I got a problem with my bandwith in connection with an access point or switch.
If I plug an access point (EDIMAX BR-6228nS) or switch (Level One FSW-0508TX or NETGEAR FS516) into the router (FRITZ BOX 6490 Cable) and test the bandwith with my pc connected to the device (cabel: CAT 6 and 5e), it's just one third of the whole bandwith (~ 30Mbit). But if I test the bandwith directly connected to the router (cable: CAT 6), I get the whole ~ 100Mbit. So, I get the same result on any access point or switch I used (+/- 5Mbit). Is it possible that I make a dumb mistake here, because it would be crazy, if all of the devices are broken. I have to say that the router was changed yesterday and the access point delivered the whole bandwith (~ 100Mbit) afterwards, but only for a few hours.

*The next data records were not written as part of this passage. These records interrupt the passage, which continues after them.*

PR #646, opened 2023-01-18
Add `Unbounded` to PosAngleConstraint

toddburnside:
Will be merged as part of the grand transition to using the new ODB.

### DIFF
--- a/modules/core/shared/src/main/scala/lucuma/core/model/PosAngleConstraint.scala
+++ b/modules/core/shared/src/main/scala/lucuma/core/model/PosAngleConstraint.scala
@@ -21,6 +21,22 @@ sealed trait PosAngleConstraint extends Product with Serializable
 object PosAngleConstraint extends PosAngleConstraintOptics {
 
   /**
+   * Specifies that the there is no constraint on the position angle.
+   * It may be set to any angle for this observation.
+   */
+  case object Unbounded extends PosAngleConstraint {
+    override def toString: String = "Unbounded"
+  }
+
+  /**
+   * Constructs an `Unbounded` instance with a wider `PosAngle` type.
+   *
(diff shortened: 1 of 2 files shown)


swalker2m (approved):
Looks good to me. :+1:  Seems like @tpolecat mentioned that there's no longer a need for widening constructors but I'm not certain.

modules/core/shared/src/main/scala/lucuma/core/model/PosAngleConstraint.scala
```diff
@@ -20,6 +20,22 @@ sealed trait PosAngleConstraint extends Product with Serializable
 
 object PosAngleConstraint extends PosAngleConstraintOptics {
 
+  /**
+   * Specifies that the there is no constraint on the position angle.
+   * It may be set to any angle for this observation.
+   */
+  case object Unbounded extends PosAngleConstraint {
```
cquiroz, line 27: We used to have in most places `Option[PosAngleConstraint]` where `None` would be used as `UNBOUNDED`
It maybe worth check on lucuma-core where this pattern has been used and fix it

toddburnside: I don't know of any places in lucuma-core, but I'll look. I have another pull request coming for `lucuma-catalog`. Plus, of course, the big PR for explore.

cquiroz: Right, we may encode that on catalog or explore

toddburnside: The encoder is in lucuma-schemas

PR #647, opened 2023-01-18
TimeSpan

swalker2m:
Adds a`TimeSpan` type that corresponds to the ODB GraphQL schema `NonNegDuration`.  My goal is 1:1 correspondence between the data type and a convenient representation in the GraphQL schema.   Note that `java.time.Duration` cannot always be represented as a `Long` in microseconds (which is the base type in the GraphQL schema) and there is already a canonical JSON codec for `Duration` that includes the second and nano adjustment.


modules/core/shared/src/main/scala/lucuma/core/enums/F2ReadMode.scala
```diff
@@ -18,18 +19,18 @@ sealed abstract class F2ReadMode(
   val shortName: String,
   val longName: String,
   val description: String,
-  val minimumExposureTime: FiniteDuration,
-  val recommendedExposureTime: FiniteDuration,
-  val readoutTime: FiniteDuration,
+  val minimumExposureTime: TimeSpan,
+  val recommendedExposureTime: TimeSpan,
+  val readoutTime: TimeSpan,
```
swalker2m, line 24: Replacing `FiniteDuration`, `Duration` and `NonNegDuration` where possible with `TimeSpan`.

modules/core/shared/src/main/scala/lucuma/core/enums/F2ReadMode.scala
```diff
@@ -18,18 +19,18 @@ sealed abstract class F2ReadMode(
...
   val readCount: Int,
   val readNoise: Double
 ) extends Product with Serializable
 
 object F2ReadMode {
 
-  /** @group Constructors */ case object Bright extends F2ReadMode("Bright", "bright", "Bright Object", "Strong Source", 1500.millis, 5000.millis, 8000.millis, 1, 11.7)
-  /** @group Constructors */ case object Medium extends F2ReadMode("Medium", "medium", "Medium Object", "Medium Source", 6000.millis, 21000.millis, 14000.millis, 4, 6.0)
-  /** @group Constructors */ case object Faint extends F2ReadMode("Faint", "faint", "Faint Object", "Weak Source", 12000.millis, 85000.millis, 20000.millis, 8, 5.0)
+  /** @group Constructors */ case object Bright extends F2ReadMode("Bright", "bright", "Bright Object", "Strong Source", 1500.msTimeSpan, 5000.msTimeSpan, 8000.msTimeSpan, 1, 11.7)
```
swalker2m, line 31: the `.msTimeSpan`, `.secTimeSpan` etc. check the value to guarantee that they are in range at compile time

modules/core/shared/src/main/scala/lucuma/core/model/sequence/DynamicConfig.scala
```diff
@@ -6,18 +6,17 @@ package lucuma.core.model.sequence
...
 import monocle.macros.GenPrism
 import org.typelevel.cats.time._
 
-import java.time.Duration
-
 sealed trait DynamicConfig
 object DynamicConfig {
   final case class GmosNorth(
-    exposure:      Duration,
+    exposure:      TimeSpan,
```
swalker2m, line 19: Previously we allowed negative `Duration` but with `TimeSpan` it must be non-negative.  I think we weren't intending to use negative exposure times for anything since it doesn't correspond to reality.

modules/core/shared/src/main/scala/lucuma/core/model/sequence/StepTime.scala
```diff
@@ -4,41 +4,40 @@
...
-  configChange: Duration,
-  exposure:     Duration,
-  readout:      Duration,
-  write:        Duration,
-  total:        Duration
+  configChange: TimeSpan,
+  exposure:     TimeSpan,
+  readout:      TimeSpan,
+  write:        TimeSpan,
+  total:        TimeSpan
```
swalker2m, line 17: All of these will take at least 0 time or more.

modules/core/shared/src/main/scala/lucuma/core/syntax/timespan/package.scala
```diff
@@ -0,0 +1,84 @@
...
+
+package lucuma.core.syntax.timespan
+
+import lucuma.core.util.TimeSpan
+
+extension (inline i: Int) {
+
+  inline def microsecondTimeSpan: TimeSpan =
+    inline if (i >= 0) TimeSpan.fromMicroseconds(i).get
+    else scala.compiletime.error("TimeSpan must be non-negative.")
```
swalker2m, line 12: I may not be doing this right but I wanted to be able to safely create literal values like `20.secondTimeSpan`.

modules/core/shared/src/main/scala/lucuma/core/syntax/timespan/package.scala
```diff
@@ -0,0 +1,84 @@
...
+  inline def hourTimeSpan: TimeSpan =
+    inline if (i >= 0) TimeSpan.fromHours(BigDecimal(i)).get
+    else scala.compiletime.error("TimeSpan must be non-negative.")
+
+  inline def hrTimeSpan: TimeSpan =
+    hourTimeSpan
+
+}
+
+extension (inline l: Long) {
```
swalker2m, line 47: Tried to generalize this for anything with an `Integral` but couldn't quite swing it with the `inline`s.

swalker2m (commented):
Made a draft PR with changes in the schema to use `TimeSpan`: https://github.com/gemini-hlsw/lucuma-odb/pull/225

modules/core/shared/src/main/scala/lucuma/core/enums/F2ReadMode.scala
cquiroz: 👍

modules/core/shared/src/main/scala/lucuma/core/model/sequence/DynamicConfig.scala
cquiroz: is a 0 exposure time allowed?

modules/core/shared/src/main/scala/lucuma/core/model/sequence/StepTime.scala
cquiroz: Would `total` be calculated from the other times?

modules/core/shared/src/main/scala/lucuma/core/model/sequence/DynamicConfig.scala
swalker2m: yeah, biases for example are 0 seconds

modules/core/shared/src/main/scala/lucuma/core/model/sequence/StepTime.scala
swalker2m: actually yes, this was extracted from the schema where total is offered but maybe we don't need it here

modules/core/shared/src/main/scala/lucuma/core/util/TimeSpan.scala
```diff
@@ -0,0 +1,170 @@
...
+   * Constructs a TimeSpan from the given number of microseconds, if it is
+   * non-negative.
+   */
+  def fromMicroseconds(µs: Long): Option[TimeSpan] =
+    NonNegLong.from(µs).toOption
+
+  def unsafeFromMicroseconds(µs: Long): TimeSpan =
+    fromMicroseconds(µs).getOrElse(sys.error(s"The µs value ($µs) must be non-negative."))
+
+  def fromNonNegMicroseconds(µs: NonNegLong): TimeSpan =
```
cquiroz, line 47: I guess this could be `apply` or have another `apply` method?

cquiroz (approved):
LGTM, I only wonder if this will break explore while using tmp-api

modules/core/shared/src/main/scala/lucuma/core/model/sequence/DynamicConfig.scala
cquiroz: I've never understood that, especially that when I do a bias in the real world they do take time 😄

swalker2m: Ha, yes it still has to configure and readout presumably even if there is no exposure time.

modules/core/shared/src/main/scala/lucuma/core/syntax/timespan/package.scala
toddburnside: > Yes, I'm not sure what to do about that. If it is a random `Int` value it could be negative and technically it'd need an `Option` result or else it would be "unsafe".

I think that is the behavior you are looking for in order to be able to create TimeSpans from literals.

> Does this count as a macro? I'd hoped it stopped short of that.

No te preocupes. I don't think this counts as a macro. 😄

cquiroz: plain inlines are probably not technically macros

modules/core/shared/src/main/scala/lucuma/core/util/TimeSpan.scala
swalker2m: :+1: added `apply`.

swalker2m:
> LGTM, I only wonder if this will break explore while using tmp-api

You're right, it might be better to wait until we're switched over to `lucuma-odb`.

toddburnside (approved):
LGTM

toddburnside:
> > LGTM, I only wonder if this will break explore while using tmp-api
> 
> You're right, it might be better to wait until we're switched over to `lucuma-odb`.

There is also #646, which also needs to be merged at the Time of the Great Transition. Or, maybe we just need to freeze Explore `staging` at this point in time. I should be done enough with the configuration stuff in a couple of days for it to be in staging. I'm not sure what the status of the target editing is.

toddburnside:
> Target editing is close to working. Another day or two.

My recommendation is we freeze library updates to the main branch of explore. We could then merge some of the other library PRs that are pending.

swalker2m:
> My recommendation is we freeze library updates to the main branch of explore. We could then merge some of the other library PRs that are pending.

Any objection then to merging this and #646 ?

cquiroz:
I'd say we merge and keep the main explore branch on the previous core version until the odb integration is complete

toddburnside:
> I'd say we merge and keep the main explore branch on the previous core version until the odb integration is complete

Agreed. Although I think the freeze should extend to most of the `lucuma*` libraries so I can start merging some other PRs.

So, merge away.

PR #652, opened 2023-01-26
Convenience methods for TimeSpan

rpiaggio:


modules/core/shared/src/main/scala/lucuma/core/util/TimeSpan.scala
```diff
@@ -34,6 +34,9 @@ object TimeSpan {
   val Max: TimeSpan =
     NonNegLong.MaxValue
 
+  val Zero: TimeSpan =
+    unsafeFromMicroseconds(0L)
```
swalker2m, line 38: Or just `= Min` I suppose.

swalker2m (approved):
:+1:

I hope somebody of you can help me, because I am very confused. Thank you very much!


All the best,
Günni
 
It is possible the router is overheating and throttling.

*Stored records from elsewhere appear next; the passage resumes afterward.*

PR #656, opened 2023-01-31
Limit arbitrary atom and sequence size

swalker2m:
Currently arbitrary atoms contain an arbitrarily sized list of steps and arbitrary sequences contain an arbitrarily sized list of atoms.  The combination can get quite big, especially for the `FutureExecutionConfig` which contains two sequences.  Since this impacts test run time considerably the goal is to limit these sizes to something more manageable.

### DIFF
--- a/modules/testkit/src/main/scala/lucuma/core/model/sequence/arb/ArbAtom.scala
+++ b/modules/testkit/src/main/scala/lucuma/core/model/sequence/arb/ArbAtom.scala
@@ -16,22 +16,26 @@ trait ArbAtom {
   import ArbUid._
   import ArbStep._
 
-  implicit val arbAtomGmosNorth: Arbitrary[Atom.GmosNorth] = Arbitrary(
+  private def genBoundedAtom[A: Arbitrary, B](limit: Int, f: (Atom.Id, List[A]) => B): Gen[B] =
     for {
       id    <- arbitrary[Atom.Id]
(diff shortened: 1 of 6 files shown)


rpiaggio:
I think this can be achieved with the ScalaCheck parameter `maxSize`.

We are doing this for example in https://github.com/gemini-hlsw/lucuma-core/blob/master/modules/tests/shared/src/test/scala/lucuma/core/model/sequence/AtomSuite.scala#L20

swalker2m:
> Ah, but in this case you are limiting the size in the arbitrary generation wherever it is used, whereas the ScalaCheck param only limits the run.

I wasn't aware, or at least forgot about, the test parameters solution.  Thanks for pointing that out!

I'm fine with it, though you have to remember to set it in anything that ultimately includes an arbitrary sequence and the size limit applies to everything else in your suite which might sometimes be too broad?  It's kind of "arbitrary" but I don't think there's much testing to gain with very large atoms and sequences so it seemed ok to just fix the upper bound at a small value.

What do you think?  I can go either way.  If we keep this change then we should remove the max size overrides.

rpiaggio:
I'm all for limiting the arbitraries and removing the max size overrides. That way, we don't have to set them in every test that uses the arbs.

rpiaggio (approved):
LGTM

tpolecat (approved):
Agree with all of this, seems good.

If you have qos, turn it off. On most consumer grade hardware it actually slows things down in total throughput.

Its also possible you have one device on the network that is flooding it with bad packets.

Its possible that one of your machines might be compromised and is loading the network with traffic. The network lights on the port will tell you the story.

I once by accident circular linked my switch (looped a connection back to itself). It will work for a while but eventually degrade.

Could somebody be using your network? Check the connected device on the dhcp clients table and count your devices. If the table shows more macs than network devices you may have a freeloader.

How are you determining your network link rates?
 
Apr 11, 2019
2
0
10
It is possible the router is overheating and throttling.

If you have qos, turn it off. On most consumer grade hardware it actually slows things down in total throughput.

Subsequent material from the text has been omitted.